● **Task**
With the first line as the start and the line containing "#### Actual behaviour" as the end, write out every line of the records exactly.

/---

PR #451, opened 2022-12-05
Add changelog for 4.5.4

### LINKED ISSUE #450: Container rebuild to resolve open security issues
### Bug description

`jupyterhub/configurable-http-proxy:4.5.3 (alpine 3.16.2)` image includes critical (CVE-2022-42915) and high (CVE-2022-42916) vulnerabilities in `curl 7.83.1-r3`.

#### Expected behaviour

Fixable high or critical severity issues are resolved (automatically would be preferable)

#### Actual behaviour

A security scan with [trivy](https://trivy.dev) on the released version of `jupyterhub/configurable-http-proxy:4.5.3` returns the following issues:

```cmd
$ trivy image --ignore-unfixed jupyterhub/configurable-http-proxy:4.5.3
[…]
jupyterhub/configurable-http-proxy:4.5.3 (alpine 3.16.2)

Total: 6 (UNKNOWN: 0, LOW: 0, MEDIUM: 2, HIGH: 2, CRITICAL: 2)

┌─────────┬────────────────┬──────────┬───────────────────┬───────────────┬────────────────────────────────────────────┐
│ Library │ Vulnerability  │ Severity │ Installed Version │ Fixed Version │                   Title                    │
├─────────┼────────────────┼──────────┼───────────────────┼───────────────┼────────────────────────────────────────────┤
│ curl    │ CVE-2022-42915 │ CRITICAL │ 7.83.1-r3         │ 7.83.1-r4     │ curl: HTTP proxy double-free               │
│         │                │          │                   │               │ https://avd.aquasec.com/nvd/cve-2022-42915 │
│         ├────────────────┼──────────┤                   │               ├────────────────────────────────────────────┤
│         │ CVE-2022-42916 │ HIGH     │                   │               │ curl: HSTS bypass via IDN                  │
│         │                │          │                   │               │ https://avd.aquasec.com/nvd/cve-2022-42916 │
│         ├────────────────┼──────────┤                   │               ├────────────────────────────────────────────┤
│         │ CVE-2022-32221 │ MEDIUM   │                   │               │ curl: POST following PUT confusion         │
│         │                │          │                   │               │ https://avd.aquasec.com/nvd/cve-2022-32221 │
├─────────┼────────────────┼──────────┤                   │               ├────────────────────────────────────────────┤
│ libcurl │ CVE-2022-42915 │ CRITICAL │                   │               │ curl: HTTP proxy double-free               │
│         │                │          │                   │               │ https://avd.aquasec.com/nvd/cve-2022-42915 │
│         ├────────────────┼──────────┤                   │               ├────────────────────────────────────────────┤
│         │ CVE-2022-42916 │ HIGH     │                   │               │ curl: HSTS bypass via IDN                  │
│         │                │          │                   │               │ https://avd.aquasec.com/nvd/cve-2022-42916 │
│         ├────────────────┼──────────┤                   │               ├────────────────────────────────────────────┤
│         │ CVE-2022-32221 │ MEDIUM   │                   │               │ curl: POST following PUT confusion         │
│         │                │          │                   │               │ https://avd.aquasec.com/nvd/cve-2022-32221 │
└─────────┴────────────────┴──────────┴───────────────────┴───────────────┴────────────────────────────────────────────┘
```

However, rebuilding the Dockerfile locally with no changes resolves this issue, as it [installs](https://github.com/jupyterhub/configurable-http-proxy/blob/3e1e0ec29a2d0f60191c44f531803aff33ddc789/Dockerfile#L15) the latest version of `curl`.

### How to reproduce

1. [Install](https://aquasecurity.github.io/trivy/v0.35/getting-started/installation/) `trivy`
2. Run `trivy image --ignore-unfixed jupyterhub/configurable-http-proxy:4.5.3`

### Requested fix

Build and publish `jupyterhub/configurable-http-proxy:4.5.4` using the current `main` branch.

Thanks!

consideRatio:
- By cutting this patch release, we can close #450

### DIFF
--- a/CHANGELOG.md
+++ b/CHANGELOG.md
@@ -8,6 +8,27 @@ command line for details.
 
 ## 4.5
 
+### [4.5.4] - 2022-12-06
+
+([full changelog](https://github.com/jupyterhub/configurable-http-proxy/compare/4.5.3...4.5.4))
+
+#### Dependency updates
+
+- build(deps): bump winston from 3.8.1 to 3.8.2 [#432](https://github.com/jupyterhub/configurable-http-proxy/pull/432) ([@dependabot](https://github.com/dependabot))
+
+#### Continuous integration
+
+- ci: small updates to workflows, updating misc versions [#439](https://github.com/jupyterhub/configurable-http-proxy/pull/439) ([@consideRatio](https://github.com/consideRatio))
+- build(deps): bump docker/build-push-action from 3.1.1 to 3.2.0 [#437](https://github.com/jupyterhub/configurable-http-proxy/pull/437) ([@dependabot](https://github.com/dependabot))
+- build(deps): bump docker/setup-buildx-action from 2.0.0 to 2.1.0 [#436](https://github.com/jupyterhub/configurable-http-proxy/pull/436) ([@dependabot](https://github.com/dependabot))
+- build(deps): bump docker/setup-qemu-action from 2.0.0 to 2.1.0 [#435](https://github.com/jupyterhub/configurable-http-proxy/pull/435) ([@dependabot](https://github.com/dependabot))
+
+#### Contributors to this release
+
+([GitHub contributors page for this release](https://github.com/jupyterhub/configurable-http-proxy/graphs/contributors?from=2022-09-09&to=2022-12-05&type=c))
+
+[@consideRatio](https://github.com/search?q=repo%3Ajupyterhub%2Fconfigurable-http-proxy+involves%3AconsideRatio+updated%3A2022-09-09..2022-12-05&type=Issues) | [@yuvipanda](https://github.com/search?q=repo%3Ajupyterhub%2Fconfigurable-http-proxy+involves%3Ayuvipanda+updated%3A2022-09-09..2022-12-05&type=Issues)
+
 ### [4.5.3] - 2022-09-09
 
 ([full changelog](https://github.com/jupyterhub/configurable-http-proxy/compare/4.5.2...4.5.3))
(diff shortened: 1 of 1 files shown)


minrk:
it's in a test dependency, so doesn't affect the release. The bumped package isn't in the image or any install of CHP.

I wish node made it easier to distinguish dev dependencies from real ones.

I don't think we should need to bump the package version _just_ to trigger image rebuilds, but the workflow may be the easiest way to do it. We should be able to rebuild/republish image tags, since the image tag is the version of the _package_, not the version of the _image_, and can be safely republished.

consideRatio:
Oh hmmm, what about having package-lock.json only include non dev dependencies if that is possible? Does that sound reasonable to consider further to you?

"npm install" doesnt respect the lock file, if i recall correctly, only "npm ci" does.

consideRatio:
To republish already tagged images is a controversial topic for us i recall. I'm undecided about it overall, but would rather for now keep adding a patch release to not need to reach agreement on a change in this case. I know its been discussed for z2jh images and the chp images in the past somewhere.

manics:
I'm also against overwriting the most specific tag, if we want to rebuild a release tag I'd prefer it if we added a `-N` suffix. 

We had a lot of discussion about the ideal way to build them in https://github.com/jupyterhub/team-compass/issues/474 but maybe we just go for something that works and refine the process later?

minrk:
I think it's reasonable to _expect_ security rebuilds of tagged images where the tag does not refer to the image, but something inside it. Docker image tags are not like git tags, they are more analogous to git branches and have reasonable expectations of updates unless the tag refers to the image itself (it does in our helm chart, it does not here or jupyterhub/jupyterhub or python:3.11.5, etc.).

I think the `-N` suffix is a good way to version the docker tag separately from the package. But I think what we have now is probably the best compromise of developer time vs sensible versions. The cost of publishing meaningless versions is pretty low (wasteful dependabot/conda-forge PRs, etc.) compared to the maintenance savings of having 1 package version == 1 docker image tag.

PR #491, opened 2023-08-17
Introduce keep alive and fix AWS Load Balancer 502 errors

a3626a:
I'm running Z2JH based service with about 1,000 DAU. It is deployed in AWS EKS attached to AWS ALB.
image

As DAU grows, users started to get 502 Responses from the LB.
image

This is well-known problem related to keep-alive setting. ([AWS Article](https://repost.aws/knowledge-center/elb-alb-troubleshoot-502-errors))
Unfortunately, configurable-http-proxy does not support keep-alive. So I implemented, and tested in production environment. 

After the deployment the number of 502 errors descreased.
image

Technical/Implementation detail

1) It is very important to allow keep-alive both client side and server side. That's why `Agent` and `keepAliveTimeout` are both needed.

2) The jupyter hub and jupyter server support keep-alive by default, because they are Tornado servers.

3) chp is given these parameters. They are AWS specific values.
```
"--server-keep-alive-timeout=61000"
"--agent-free-socket-timeout=62000"
```

PR #492, opened 2023-08-17
Enable keep-alive, `--keep-alive-timeout` flag added (default: 5000ms)

minrk:
extends #481 to enable keepAlive not just on the server, but on proxied requests as well via an http agent, and exposing timeout on the command-line.

alternative to #491 using the standard library

closes #481 
closes #491

### DIFF
--- a/bin/configurable-http-proxy
+++ b/bin/configurable-http-proxy
@@ -103,6 +103,11 @@ cli
   .option(
     "--storage-backend <storage-class>",
     "Define an external storage class. Defaults to in-MemoryStore."
+  )
+  .option(
+    "--keep-alive-timeout <timeout>",
+    "Set timeout (in milliseconds) for Keep-Alive connections",
+    parseInt
   );
 
 // collects multiple flags to an object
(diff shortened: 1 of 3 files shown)


consideRatio:
I don't understand the details well enough to review this.

Are there two connections to consider (or more, or something else)? The connection initiated to the proxy (A->proxy), and the one the proxy initiated to some destination (proxy->B)?

minrk:
> Are there two connections to consider (or more, or something else)? The connection initiated to the proxy (A->proxy), and the one the proxy initiated to some destination (proxy->B)?

Yes, both of these. The `agent` is the pool used to allow keeping connections alive for the proxy->backend requests. The keepAlive argument is for requests _to_ the proxy. We need both of these because the keep-alive propagates all the way through the proxy, and if _either_ server (the proxy or the backend) sets `Connection: close` the connections will be closed all the way up. This is because the proxy server relays the `Connection` header to the lowest value.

\---

● **Solution to the problem**
PR #451, opened 2022-12-05
Add changelog for 4.5.4

### LINKED ISSUE #450: Container rebuild to resolve open security issues
### Bug description

`jupyterhub/configurable-http-proxy:4.5.3 (alpine 3.16.2)` image includes critical (CVE-2022-42915) and high (CVE-2022-42916) vulnerabilities in `curl 7.83.1-r3`.

#### Expected behaviour

Fixable high or critical severity issues are resolved (automatically would be preferable)

#### Actual behaviour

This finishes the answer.